> _Task directions_: Count up the lines below that include the string "think" and report the number by itself.

> _Data to examine_:
++++

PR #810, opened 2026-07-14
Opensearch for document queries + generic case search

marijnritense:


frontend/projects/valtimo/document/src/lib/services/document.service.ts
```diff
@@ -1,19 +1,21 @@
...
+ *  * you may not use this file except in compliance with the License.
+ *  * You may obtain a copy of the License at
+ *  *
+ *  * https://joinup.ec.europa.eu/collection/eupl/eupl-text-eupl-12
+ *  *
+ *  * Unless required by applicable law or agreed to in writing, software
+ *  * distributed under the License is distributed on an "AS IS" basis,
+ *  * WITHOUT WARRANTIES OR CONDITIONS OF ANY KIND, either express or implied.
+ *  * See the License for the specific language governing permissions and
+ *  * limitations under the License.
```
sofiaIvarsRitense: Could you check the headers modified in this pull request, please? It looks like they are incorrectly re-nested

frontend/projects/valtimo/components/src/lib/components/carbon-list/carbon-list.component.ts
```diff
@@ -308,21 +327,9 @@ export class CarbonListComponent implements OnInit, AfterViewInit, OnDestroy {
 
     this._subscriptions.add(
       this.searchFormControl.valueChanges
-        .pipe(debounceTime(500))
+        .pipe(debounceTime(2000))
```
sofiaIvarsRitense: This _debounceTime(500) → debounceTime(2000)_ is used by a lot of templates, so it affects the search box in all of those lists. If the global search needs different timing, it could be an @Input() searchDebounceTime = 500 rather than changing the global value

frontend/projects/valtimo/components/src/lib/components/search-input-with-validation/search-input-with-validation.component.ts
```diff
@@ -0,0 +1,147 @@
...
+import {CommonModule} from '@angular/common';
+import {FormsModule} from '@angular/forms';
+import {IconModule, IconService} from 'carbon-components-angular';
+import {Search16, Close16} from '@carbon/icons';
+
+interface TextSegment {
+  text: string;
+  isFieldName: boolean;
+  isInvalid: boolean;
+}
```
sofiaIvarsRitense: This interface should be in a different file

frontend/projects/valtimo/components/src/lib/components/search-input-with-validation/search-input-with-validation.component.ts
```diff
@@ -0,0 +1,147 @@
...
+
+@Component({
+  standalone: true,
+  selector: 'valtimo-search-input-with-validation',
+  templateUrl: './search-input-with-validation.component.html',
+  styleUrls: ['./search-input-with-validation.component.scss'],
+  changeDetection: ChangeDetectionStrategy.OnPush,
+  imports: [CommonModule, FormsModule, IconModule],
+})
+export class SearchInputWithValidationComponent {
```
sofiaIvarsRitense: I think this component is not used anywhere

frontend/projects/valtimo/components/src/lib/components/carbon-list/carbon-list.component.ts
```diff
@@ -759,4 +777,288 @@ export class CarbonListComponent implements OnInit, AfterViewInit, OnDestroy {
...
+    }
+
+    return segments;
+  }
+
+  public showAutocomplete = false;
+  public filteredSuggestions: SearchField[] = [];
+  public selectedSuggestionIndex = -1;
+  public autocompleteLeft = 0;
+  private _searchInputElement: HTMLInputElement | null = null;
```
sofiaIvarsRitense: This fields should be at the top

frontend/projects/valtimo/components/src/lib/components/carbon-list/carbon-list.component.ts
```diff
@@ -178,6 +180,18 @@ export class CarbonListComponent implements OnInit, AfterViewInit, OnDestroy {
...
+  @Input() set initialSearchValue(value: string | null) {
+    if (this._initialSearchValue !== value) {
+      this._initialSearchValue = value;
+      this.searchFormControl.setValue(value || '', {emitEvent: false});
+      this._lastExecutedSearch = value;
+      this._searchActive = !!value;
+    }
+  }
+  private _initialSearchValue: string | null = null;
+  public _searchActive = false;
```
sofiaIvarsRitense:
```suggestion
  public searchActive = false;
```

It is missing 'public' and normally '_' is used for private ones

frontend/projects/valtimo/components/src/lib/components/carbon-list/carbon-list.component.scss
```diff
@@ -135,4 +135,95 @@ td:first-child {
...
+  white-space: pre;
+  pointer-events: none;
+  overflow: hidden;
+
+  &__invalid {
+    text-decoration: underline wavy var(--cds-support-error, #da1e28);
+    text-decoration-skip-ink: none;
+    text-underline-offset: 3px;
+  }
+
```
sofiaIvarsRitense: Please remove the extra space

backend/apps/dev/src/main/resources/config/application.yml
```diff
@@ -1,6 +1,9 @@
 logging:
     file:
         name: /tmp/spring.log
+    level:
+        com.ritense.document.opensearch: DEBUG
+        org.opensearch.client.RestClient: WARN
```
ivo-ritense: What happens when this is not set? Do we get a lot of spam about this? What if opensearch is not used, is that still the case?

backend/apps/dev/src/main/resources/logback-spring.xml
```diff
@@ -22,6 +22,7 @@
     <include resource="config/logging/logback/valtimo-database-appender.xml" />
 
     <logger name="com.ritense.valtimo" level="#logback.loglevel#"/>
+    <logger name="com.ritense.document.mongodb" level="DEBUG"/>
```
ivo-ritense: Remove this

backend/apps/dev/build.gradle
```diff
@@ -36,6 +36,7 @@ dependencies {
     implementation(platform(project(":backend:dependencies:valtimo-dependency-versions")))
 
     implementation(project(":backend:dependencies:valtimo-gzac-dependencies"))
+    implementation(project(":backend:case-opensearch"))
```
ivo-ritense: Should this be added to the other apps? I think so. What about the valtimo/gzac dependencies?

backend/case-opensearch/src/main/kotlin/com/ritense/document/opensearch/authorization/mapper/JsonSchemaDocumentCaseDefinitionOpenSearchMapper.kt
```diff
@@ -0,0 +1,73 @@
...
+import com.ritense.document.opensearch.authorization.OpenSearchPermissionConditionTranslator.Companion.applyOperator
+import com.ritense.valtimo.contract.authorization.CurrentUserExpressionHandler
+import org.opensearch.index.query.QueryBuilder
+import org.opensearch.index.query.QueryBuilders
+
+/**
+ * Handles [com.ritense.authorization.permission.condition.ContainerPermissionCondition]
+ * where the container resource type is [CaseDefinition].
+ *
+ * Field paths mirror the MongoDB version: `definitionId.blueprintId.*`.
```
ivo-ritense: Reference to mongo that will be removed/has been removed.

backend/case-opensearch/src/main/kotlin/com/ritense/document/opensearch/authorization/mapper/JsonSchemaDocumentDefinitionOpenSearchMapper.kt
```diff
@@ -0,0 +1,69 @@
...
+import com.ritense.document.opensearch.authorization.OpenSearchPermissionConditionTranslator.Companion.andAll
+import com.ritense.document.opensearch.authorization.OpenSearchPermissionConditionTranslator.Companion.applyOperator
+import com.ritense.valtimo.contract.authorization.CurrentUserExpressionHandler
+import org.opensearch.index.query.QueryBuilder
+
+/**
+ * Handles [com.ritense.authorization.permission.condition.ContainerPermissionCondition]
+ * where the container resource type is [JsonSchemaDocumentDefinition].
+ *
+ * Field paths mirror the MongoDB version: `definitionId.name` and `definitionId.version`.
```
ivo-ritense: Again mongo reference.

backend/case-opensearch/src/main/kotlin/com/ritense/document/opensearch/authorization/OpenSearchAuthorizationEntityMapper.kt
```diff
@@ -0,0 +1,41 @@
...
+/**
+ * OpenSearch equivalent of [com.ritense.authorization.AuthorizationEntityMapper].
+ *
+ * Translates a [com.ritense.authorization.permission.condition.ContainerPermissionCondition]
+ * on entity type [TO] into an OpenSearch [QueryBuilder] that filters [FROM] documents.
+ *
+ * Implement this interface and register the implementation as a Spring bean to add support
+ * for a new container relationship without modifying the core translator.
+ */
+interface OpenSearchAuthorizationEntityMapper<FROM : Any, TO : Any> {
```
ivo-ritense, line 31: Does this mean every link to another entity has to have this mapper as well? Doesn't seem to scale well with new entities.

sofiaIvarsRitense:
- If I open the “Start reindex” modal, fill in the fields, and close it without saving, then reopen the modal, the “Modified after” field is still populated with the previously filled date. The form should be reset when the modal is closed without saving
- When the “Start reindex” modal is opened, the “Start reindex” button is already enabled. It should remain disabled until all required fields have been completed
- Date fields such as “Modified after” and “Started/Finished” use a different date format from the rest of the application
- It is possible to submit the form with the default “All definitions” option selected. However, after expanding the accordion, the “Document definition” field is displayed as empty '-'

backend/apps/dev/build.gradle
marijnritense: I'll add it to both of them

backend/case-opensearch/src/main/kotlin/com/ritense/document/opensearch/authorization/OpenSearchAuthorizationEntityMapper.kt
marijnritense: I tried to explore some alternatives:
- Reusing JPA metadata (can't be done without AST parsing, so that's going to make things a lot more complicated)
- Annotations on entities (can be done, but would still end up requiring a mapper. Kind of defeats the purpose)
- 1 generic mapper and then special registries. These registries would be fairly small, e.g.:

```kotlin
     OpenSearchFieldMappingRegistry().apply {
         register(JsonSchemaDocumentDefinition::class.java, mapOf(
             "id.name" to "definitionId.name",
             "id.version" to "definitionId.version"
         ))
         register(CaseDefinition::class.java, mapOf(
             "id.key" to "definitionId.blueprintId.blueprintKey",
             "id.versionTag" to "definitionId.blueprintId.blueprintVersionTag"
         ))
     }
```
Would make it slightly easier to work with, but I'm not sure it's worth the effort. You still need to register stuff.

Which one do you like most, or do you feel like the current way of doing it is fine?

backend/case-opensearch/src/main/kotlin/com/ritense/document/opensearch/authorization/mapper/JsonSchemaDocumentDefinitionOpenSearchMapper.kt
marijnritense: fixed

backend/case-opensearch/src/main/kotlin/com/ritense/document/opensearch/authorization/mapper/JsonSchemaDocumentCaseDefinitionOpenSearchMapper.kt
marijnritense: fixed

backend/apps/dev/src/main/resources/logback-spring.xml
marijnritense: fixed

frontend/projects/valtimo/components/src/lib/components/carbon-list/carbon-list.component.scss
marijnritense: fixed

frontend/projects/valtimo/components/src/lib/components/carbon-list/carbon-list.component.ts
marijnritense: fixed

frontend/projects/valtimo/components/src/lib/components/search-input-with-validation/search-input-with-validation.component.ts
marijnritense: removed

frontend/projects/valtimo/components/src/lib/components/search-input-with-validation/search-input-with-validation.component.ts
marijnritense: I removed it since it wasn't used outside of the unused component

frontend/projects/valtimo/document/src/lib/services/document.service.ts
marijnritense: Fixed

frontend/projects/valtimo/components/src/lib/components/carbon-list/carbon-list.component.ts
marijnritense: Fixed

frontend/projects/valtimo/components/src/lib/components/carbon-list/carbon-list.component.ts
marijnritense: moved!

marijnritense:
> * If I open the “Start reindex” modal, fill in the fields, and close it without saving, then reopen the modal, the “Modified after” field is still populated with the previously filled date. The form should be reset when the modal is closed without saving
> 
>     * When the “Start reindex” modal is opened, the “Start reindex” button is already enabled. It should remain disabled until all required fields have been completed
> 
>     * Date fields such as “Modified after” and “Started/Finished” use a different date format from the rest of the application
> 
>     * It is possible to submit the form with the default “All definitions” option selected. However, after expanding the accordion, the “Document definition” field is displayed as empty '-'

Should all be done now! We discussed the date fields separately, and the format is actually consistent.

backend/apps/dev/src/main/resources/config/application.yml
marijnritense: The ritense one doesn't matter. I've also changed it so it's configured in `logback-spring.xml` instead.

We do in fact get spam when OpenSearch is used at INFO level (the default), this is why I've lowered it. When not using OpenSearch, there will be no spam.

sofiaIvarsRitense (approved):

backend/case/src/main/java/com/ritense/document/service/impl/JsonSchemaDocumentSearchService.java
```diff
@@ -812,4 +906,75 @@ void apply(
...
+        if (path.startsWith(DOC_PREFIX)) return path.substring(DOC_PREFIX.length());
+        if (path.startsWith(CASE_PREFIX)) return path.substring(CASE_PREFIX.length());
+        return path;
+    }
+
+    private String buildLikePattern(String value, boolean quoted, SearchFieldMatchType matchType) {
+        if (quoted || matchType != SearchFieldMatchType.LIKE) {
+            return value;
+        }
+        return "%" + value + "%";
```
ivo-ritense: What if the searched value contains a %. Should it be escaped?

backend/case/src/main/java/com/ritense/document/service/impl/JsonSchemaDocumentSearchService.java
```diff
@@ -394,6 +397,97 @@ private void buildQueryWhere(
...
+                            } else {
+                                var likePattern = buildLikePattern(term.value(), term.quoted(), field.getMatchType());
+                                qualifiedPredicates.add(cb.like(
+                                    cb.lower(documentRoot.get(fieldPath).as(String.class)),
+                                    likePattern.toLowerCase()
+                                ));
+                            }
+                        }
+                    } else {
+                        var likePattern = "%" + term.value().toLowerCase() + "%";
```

++++

> _Task result_: 2